REFIK ANADOL – DATA SCULPTURES AND LIVE MEDIA ARTS

Refik Anadol Walt Disney Concert Hall Projection – sourced from dezeen.com

Refik Anadol, a Turkish artist that lives in L.A is media artist, director, and pioneer in the aesthetics of machine intelligence. He is known for transforming architectural spaces and façades into giant canvases for live media arts. He creates site-specific public art and data sculptures, often paired with live audio/visual performances and immersive installations. 

His award winning projects also explore how the perception and experience of time and space are radically changing. What if we could use computers to draw upon the rich history of human experience, preserving and presenting our collective memories in powerful new ways? Anadol explored in WDCH, which mapped the entire history of the Los Angeles Philharmonic’s archives onto the surface of its exterior. 

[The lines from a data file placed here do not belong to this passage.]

PR #1442, opened 2025-02-17
feat: add support for tiptap / liveblocks comments

YousefED:
This PR:
- adds an "add comment" button to the Formatting Toolbar if a commenting plugin has been registered on TipTap
- adds a support to tag certain Marks that are not relevant for BlockNote, such as Marks. TipTap / Liveblocks comment plugins currently rely on marks to associate Comments as annotations to the document, even though they're not really document content. By tagging Marks as `blocknoteIgnore` it's possible to use these marks while not affecting the rest of BlockNote. In Tiptap, this can be done like this:

```typescript
Mark.create(
...

extendMarkSchema(extension) {
    if (extension.name === "comment") { // "comment" is the name of the mark
      return {
        blocknoteIgnore: true,
      };
    }
    return {};
  }
...
```

### DIFF
--- a/packages/core/src/api/nodeConversions/nodeToBlock.ts
+++ b/packages/core/src/api/nodeConversions/nodeToBlock.ts
@@ -131,9 +131,9 @@ export function contentNodeToInlineContent<
       } else {
         const config = styleSchema[mark.type.name];
         if (!config) {
-          if (mark.type.spec.group?.includes("blocknoteIgnore")) {
+          if (mark.type.spec.blocknoteIgnore) {
             // at this point, we don't want to show certain marks (such as comments)
-            // in the BlockNote JSON output. These marks should have "blocknoteIgnore" in their group
+            // in the BlockNote JSON output. These marks should be tagged with "blocknoteIgnore" in the spec
             continue;
           }
           throw new Error(`style ${mark.type.name} not found in styleSchema`);
--- a/packages/core/src/api/nodeConversions/nodeToBlock.ts
+++ b/packages/core/src/api/nodeConversions/nodeToBlock.ts
@@ -104,11 +104,12 @@ export function contentNodeToInlineContent<
       return;
     }
 
-    if (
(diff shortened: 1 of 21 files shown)


packages/core/src/api/nodeConversions/nodeToBlock.ts
```diff
@@ -130,6 +131,11 @@ export function contentNodeToInlineContent<
       } else {
         const config = styleSchema[mark.type.name];
         if (!config) {
+          if (mark.type.spec.group?.includes("blocknoteIgnore")) {
```
nperez0111, line 134: Could we store something else in the spec rather than using the group for this?

Or maybe by the mark's name?

This feels kind of wrong to use the group for this

YousefED: fair. Prefer just to add anything else on the spec? (i.e.: `(mark.type.spec as any).blocknoteIgnore = true`)?

nperez0111: Yea, looks like the type should be already be open to allowing that sort of modifcation:

```
    /**
    Mark specs can include additional properties that can be
    inspected through [`MarkType.spec`](https://prosemirror.net/docs/ref/#model.MarkType.spec) when
    working with the mark.
    */
    [key: string]: any;
}
```

matthewlipski (approved):

packages/core/src/api/nodeConversions/nodeToBlock.ts
YousefED: nice, and it can be added in tiptap with:

extendMarkSchema(extension) {
    if (extension.name === "comment") { // if "comment" is the name of the comment mark
      return {
        blocknoteIgnore: true,
      };
    }
    return {};
  },

nperez0111: Nice, much cleaner!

He uses architecture as a canvas, and data as painting input. This massive machine learning and projection mapping project brought to light years of video footage from one of the greatest musical institutions in the world, and transformed it into a dynamic and evolving canvas sharing these rich memories to the public.  

CLIMATE CHANGE-THEMED ART

Refik Anadol Bosphorous – sourced from aiartists.com

California will soon launch the largest climate change themed art permanent installation. Their clean air agency chose 4 artists from 600 applicants to make this awakening display. With Computerized data about air quality and pollution Refik will display huge architectural scale arts to enhance climate awareness through data in action through arts. 

HOW DOES TECH IMPACT THE PERCEPTION AND ROLE OF ARTS AND CULTURE?

Refik Anadol Melting Memories – sourced from aiartists.com

Culture and Arts have always been a mirror of society. How will this be re-signified as AI intelligence starts blending with human creativity? How does this change our perception of human uniqueness/genius? How does this complicate authorship? What part of the art is human-made and which one is machine-made? This are some of the questions that arise with new forms of expressions of human-machine collaboration. Depending on the perspective, this could either be exciting or uncomfortable. Still, we could see a new sense of collective authorship shared by the artist, the data set, and the machine. 

The interesting approach of the artists explored in this article show technology not as a replacement nor tool for human creativity but as a collaborator. If we teach machines to do our work, it allows us to explore new paths and worlds on creativity. Not suppressing human agency but enhancing it. Leveraging on data, A.I and robotics to develop new processes for human creativity. As Sougwen Chung said: “Maybe future of human creativity is not what it makes but exploring new ways of makings.”